Dataset excerpts
PR #6185, opened 2024-03-15
Audit kyuubi operation state change log

turboFei:
# :mag: Description
## Issue References 🔗

We meet some issue, I want to check the operation sessionHandle and the operation timeline.
I found that, it is difficult for me to check it from kyuubi log.
So, In this pr, I log the operation change log into separate file.
## Describe Your Solution 🔧

#### Related Unit Tests

---

# Checklist 📝

**Be nice. Be informative.**

### DIFF
--- a/kyuubi-server/src/test/resources/log4j2-test.xml
+++ b/kyuubi-server/src/test/resources/log4j2-test.xml
@@ -21,6 +21,7 @@
 <Configuration status="WARN">
     <Properties>
         <Property name="restAuditLogPath">target/rest-audit.log</Property>
+        <Property name="opAuditLogPath">target/operation-audit.log</Property>
     </Properties>
     <Appenders>
         <Console name="stdout" target="SYSTEM_OUT">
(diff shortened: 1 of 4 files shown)


turboFei:
cc @pan3793

kyuubi-server/src/test/resources/log4j2-test.xml
```diff
@@ -21,6 +21,7 @@
 <Configuration status="WARN">
```
pan3793, line 21: we have bunches of `log4j2-test.xml`, can we sync them?

cxzl25 (approved):

kyuubi-server/src/test/resources/log4j2-test.xml
turboFei: I think it is not needed, we just need to enable it in kyuubi-server side.

pan3793:
Thanks, merged to master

**Try it**
Each line of the records with the word "resources" in it is to be copied.

**Exercise answer**
--- a/kyuubi-server/src/test/resources/log4j2-test.xml
+++ b/kyuubi-server/src/test/resources/log4j2-test.xml
kyuubi-server/src/test/resources/log4j2-test.xml
kyuubi-server/src/test/resources/log4j2-test.xml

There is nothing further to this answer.